Exercise: Using the records below, give again exactly the lines from the line that contains "lukelooker, line 42: Totally dead file." through the line that contains "lukelooker: This is", both ends included, and only those.

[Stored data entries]
# # # # #

PR #2596, opened 2021-07-09
feat: Consistently support props across "Semantic Layout" components as well as `Grid`

lukelooker:
Add new common prop type call `CommonLayoutProps` that supports colors, borders, sizing and positioning


packages/components/src/Icon/Icon.tsx
```diff
@@ -89,7 +86,7 @@ export const Icon = styled(IconLayout).attrs<IconProps>(
     size,
   })
 )<IconProps>`
-  ${sizeSimpleLayoutCSS}
+  ${simpleLayoutCSS}
```
lukelooker, line 89: `LayoutProps` includes `size` so we're good to go without `sizeSimpleLayout`

packages/components/src/Layout/Semantics/Layout/LayoutContext.ts
```diff
@@ -1,42 +0,0 @@
...
-  registerAside: () => void
-  registerFixed: () => void
-}
-
-export const LayoutContext = createContext<LayoutContextProps>({
-  hasAside: false,
-  isFixed: false,
-  registerAside: () => noop,
-  registerFixed: () => noop,
-})
```
lukelooker, line 42: Totally dead file.

packages/components/src/Layout/utils/common.ts
```diff
@@ -24,19 +24,29 @@
...
+import { simpleLayoutCSS, SimpleLayoutProps } from './simple'
+
+export type CommonLayoutProps = SimpleLayoutProps &
+  SemanticBorderProps &
+  ColorProps & {
+    /**
+     * Workaround for Styled Components merge with DOM `color` prop merge issue
+     */
+    color?: any
+  }
```
lukelooker, line 39: Not really intended to be a "move" originally but this type fits pretty well to cover all the bases.

packages/components/src/Layout/utils/common.ts
```diff
@@ -24,19 +24,29 @@
...
+
+export const commonLayoutCSS = css`
+  /**
+   * Rules here should provide convenience styling for Box derived components.
+   * Generally anything here could be overwritten by explicit values set via
+   * Box's prop values. For example a function here that sets 'cursor: pointer'
+   * would be overwritten by an explicit <Box cursor='copy'/>.
+   */
+  ${simpleLayoutCSS}
```
jhardy, line 48: Just thinking about this a bit, we now have `commonLayout`, `simpleLayout`, and `complexLayout`, I think it might be helpful to add some brief documentation for when you might reach for which one and why.

Also just to play 👿 here now that I am looking at it. Do we really need three layout utils?  I guess it comes down to simple is just common with color and border helpers? When would  I reach for simple over common?

packages/components/src/Layout/utils/common.ts
```diff
@@ -24,19 +24,29 @@
...
+
+  ${color}
+  ${borderHelper}
```
jhardy, line 51: Out of curiosity is this documented anywhere?

jhardy (dismissed):
LGTM. Left a few small nits, but I think this is a nice improvement

packages/components/src/Layout/utils/common.ts
lukelooker: I went ahead and added specific documentation the props themselves so when in use they'll show a reasonable doc-string. I'll file a ticket to track adding a "roll-up" documentation page in the future.

packages/components/src/Layout/utils/common.ts
lukelooker: This is a great point. I think the `complex` set should be deprecated in favor of the `common` set. I went ahead and changed things a bit to add `typography` and `borderRadius` support to common and moved `Card*` over.

Changing `Box`, `Flex`, `& `FlexItem` over will be a breaking change so I think looking to do so in 3.x (or another MAJOR release) would be the right call.

lukelooker: I also add formal deprecation text to `complex`

jhardy (approved):
👍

# # # # #

Written reply:
lukelooker, line 42: Totally dead file.

packages/components/src/Layout/utils/common.ts
```diff
@@ -24,19 +24,29 @@
...
+import { simpleLayoutCSS, SimpleLayoutProps } from './simple'
+
+export type CommonLayoutProps = SimpleLayoutProps &
+  SemanticBorderProps &
+  ColorProps & {
+    /**
+     * Workaround for Styled Components merge with DOM `color` prop merge issue
+     */
+    color?: any
+  }
```
lukelooker, line 39: Not really intended to be a "move" originally but this type fits pretty well to cover all the bases.

packages/components/src/Layout/utils/common.ts
```diff
@@ -24,19 +24,29 @@
...
+
+export const commonLayoutCSS = css`
+  /**
+   * Rules here should provide convenience styling for Box derived components.
+   * Generally anything here could be overwritten by explicit values set via
+   * Box's prop values. For example a function here that sets 'cursor: pointer'
+   * would be overwritten by an explicit <Box cursor='copy'/>.
+   */
+  ${simpleLayoutCSS}
```
jhardy, line 48: Just thinking about this a bit, we now have `commonLayout`, `simpleLayout`, and `complexLayout`, I think it might be helpful to add some brief documentation for when you might reach for which one and why.

Also just to play 👿 here now that I am looking at it. Do we really need three layout utils?  I guess it comes down to simple is just common with color and border helpers? When would  I reach for simple over common?

packages/components/src/Layout/utils/common.ts
```diff
@@ -24,19 +24,29 @@
...
+
+  ${color}
+  ${borderHelper}
```
jhardy, line 51: Out of curiosity is this documented anywhere?

jhardy (dismissed):
LGTM. Left a few small nits, but I think this is a nice improvement

packages/components/src/Layout/utils/common.ts
lukelooker: I went ahead and added specific documentation the props themselves so when in use they'll show a reasonable doc-string. I'll file a ticket to track adding a "roll-up" documentation page in the future.

packages/components/src/Layout/utils/common.ts
lukelooker: This is a great point. I think the `complex` set should be deprecated in favor of the `common` set. I went ahead and changed things a bit to add `typography` and `borderRadius` support to common and moved `Card*` over.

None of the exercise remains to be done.